Clustered Index on Multiple Fields

Question

Clustered Index on Multiple Fields

Vince Poirier

SSC Eights!

Points: 932
More actions
July 26, 2016 at 2:39 pm

#328666

Hello,
I have a big table, around 700 Million rows for 30 GBs.
The table is structured as such :
DateId
OtherId1
OtherId2
OtherId3
Value
Right now my table is a heap.
The only unicity is throught the use of every ID column (first 4 columns)
No column in itself allows to greatly filter the data.
The users are using the table in various and unmonitored way...
Not always by the date.
They're often grouping the values based on one ID or more.
What to do ?
I'm convinced that I need a Clustered Index but in which order ?
If I build a cluster in a certain order and a user is not using the fields accordingly, will his query still benefit from the Clustered index ?
Thanks,

Viewing 7 posts - 1 through 6 (of 6 total)

You must be logged in to reply to this topic. Login to reply

Alan Burstein SSC Guru Points: 61136 More actions · Answer 1

the use of every ID column (first 4 columns)
No column in itself allows to greatly filter the data.
The users are using the table in various and unmonitored way...
Not always by the date.
They're often grouping the values based on one ID or more.
...What to do ?
I'm convinced that I need a Clustered Index but in which order ?

There's an old BI saying, "if you can't measure it, you can't manage it. " In the long run I'd encourage you to track the queries against this table. You can use DMVs or Extended Events to identify things like your most common and most expensive queries.

That said, I would consider adding a surrogate key (e.g. an identity column) and use the date and surrogate key as your clustered index keys. (Date first, surrogate key second).

Then, based on your analysis of the queries against that table, I'd add some nonclustered indexes to support the most common and/or expensive queries.

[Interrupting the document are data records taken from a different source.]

PR #1030, opened 2017-10-29
Adding the 'SILU / Swish' activation function

jkkummerfeld:
Adding a new activation function, proposed by Ramachandran, Zoph, and Le [https://arxiv.org/pdf/1710.05941.pdf](https://arxiv.org/pdf/1710.05941.pdf)

swish(x) = x . sigmoid(beta * x)

Given how simple this is, it could be implemented by users manually, but it is certainly more convenient to have it as a built-in dynet function.

Note:
- I only tried this on top of 2.0.1 because I find that the current version of master doesn't work on my machine.
- I wasn't sure how to run the tests (I couldn't see where the target for `make test` was)


stefan-it:
I think we should consider using the name "SILU" instead of Swish, because the Google paper (version 1) missed prior that proposed the same activation function, which can be found in [this](https://openreview.net/pdf?id=Bk0MRI5lg) paper. 

See full discusion [here](https://www.reddit.com/r/MachineLearning/comments/773epu/r_swish_a_selfgated_activation_function_google/).

jkkummerfeld:
Thanks for pointing to that discussion. I agree re: naming, and have updated the branch. In the documentation I did also write 'Swish' to make this easy to find by either name.

jkkummerfeld:
Hm, I'm not sure why github is treating that file as conflicting.

neubig:
Cool, looks good thanks! Looking at the Hendricks and Gimpel paper, it looks like it might also be nice to have GELUs implemented as well.

PR #1033, opened 2017-10-31
Leave out intermediate top directory from Eigen zip in Python setup

danielhers:
When extracting Eigen from zip, avoid the `eigen-eigen-...` top directory, and just put everything under `eigen/`. Otherwise running `setup.py` again skips downloading Eigen (because it already exists) but fails in building DyNet (because its contents are not what we expect, but that intermediate top directory).


neubig:
Thanks!

PR #1036, opened 2017-11-03
--dynet-autobatch parameter update

yanaiela:
seems like the auto-batch option is expecting a boolean parameter (0/1)
from here: https://github.com/clab/dynet/blob/master/python/_dynet.pyx#L152
also because it throws a segmentation fault when passing something different.

### DIFF
--- a/doc/source/commandline.rst
+++ b/doc/source/commandline.rst
@@ -22,7 +22,7 @@ options.
    every update. This is similar to L2 regularization, but different in a
    couple ways, which are noted in detail in the "Unorthodox Design"
    section.
--  ``--dynet-autobatch NUMBER``: Turns on DyNet's automatic operation
+-  ``--dynet-autobatch BOOL``: Turns on DyNet's automatic operation (BOOL should be 0/1)
    batching capability. This makes it possible to speed up computation with
    a minimum of work. More information about this functionality can be found
    `here <http://dynet.readthedocs.io/en/latest/minibatch.html>`_.


xunzhang:
I prefer keeping `NUMBER` instead of `BOOL`. The reason is that the command line document is both for c++ and python ends, so `BOOL` might let user input `true/false` value which is not supported in c++ end(it's `INT` in c++). I think non-zero values should be treated as true in python.

yanaiela:
so maybe should clarify that it's supposed to be 0/1 (i got confused at first and tried to give it the size of the mini-batch - and got that exception)

neubig:
Also, "2" and "3" are actually supported, although not recommended. "2" is the ByDepth batching strategy in the autobatching paper, and "3" is a pseudo-strategy that tries "0", "1", and "2" for one training example, then continues with the best one. We should definitely improve the documentation, and also prevent a segfault on bad values though.

chunyang-wen:
@neubig I am interested in the paper you mentioned. Would you please provide more information?

xunzhang:
https://arxiv.org/abs/1705.07860

neubig:
Hi @chunyang-wen , thanks for committing this! Unfortunately when cleaning the repository history of a large file to reduce download size it messed up this commit. Would you mind pulling the new master, then cherry-picking the relevant commits, and re-submitting a pull request? If you prefer, I could also do this myself, but it would probably result in github counting it as my PR instead of yours.

chunyang-wen:
@neubig Do you mean this specific commit? If so, it is not my work.

neubig:
Sorry, yes. This should have been addressed to @yanaiela

neubig:
This documentation update needs to be re-based. I'm going to close this PR, but welcome another PR that performs this update on the most recent branch.

Issue #1034, opened 2017-11-02
pip install dynet not working on Mac


chunyang-wen:
Mac OS:10.12.5 (16F73)

```python
pip install dynet
```

```python
>>> import dynet
Traceback (most recent call last):
  File "<stdin>", line 1, in <module>
  File "/usr/local/lib/python2.7/site-packages/dynet.py", line 15, in <module>
    from _dynet import *
ImportError: dlopen(/usr/local/lib/python2.7/site-packages/_dynet.so, 2): Library not loaded: /private/var/folders/xf/qm8tkgkx5yjfgrhrmqxvsknr0000gn/T/pip-build-snn3Sx/dynet/build/py2.7-64bit/dynet/libdynet.dylib
  Referenced from: /usr/local/lib/python2.7/site-packages/_dynet.so
  Reason: image not found
```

If I build a cluster in a certain order and a user is not using the fields accordingly, will his query still benefit from the Clustered index ?

No. But they will from nonclustered indexes if they'really designed correctly.

"I cant stress enough the importance of switching from a sequential files mindset to set-based thinking. After you make the switch, you can spend your time tuning and optimizing your queries instead of maintaining lengthy, poor-performing code."

-- Itzik Ben-Gan 2001

TheSQLGuru SSC Guru Points: 134017 More actions · Answer 2

AlanB, can you please elaborate why you suggest an identity column on this table? That is what almost all of my clients do on, well, every single table and many (including this one from what I know so far) just shouldn't have them.

Based on other posts of yours I have read I don't think you are a ninny, so what am I missing here? 😉

Best,
Kevin G. Boles
SQL Server Consultant
SQL MVP 2007-2012
TheSQLGuru on googles mail service

Steve Jones - SSC Editor SSC Guru Points: 734449 More actions · Answer 3

My advice would be to see if you have some combination of unique fields that define what the entity is. If that's Date + OtherValue1, use that. Typical advice is look for something that satisfies range queries, though an identity can be used if you are looking at the insert/update/delete impact. Some advice here:

http://www.sqlskills.com/blogs/kimberly/the-clustered-index-debate-continues/

Note you haven't mentioned the PK, and I hope you have one. However, this doesn't need to be clustered, so your clustered index doesn't need to be unique.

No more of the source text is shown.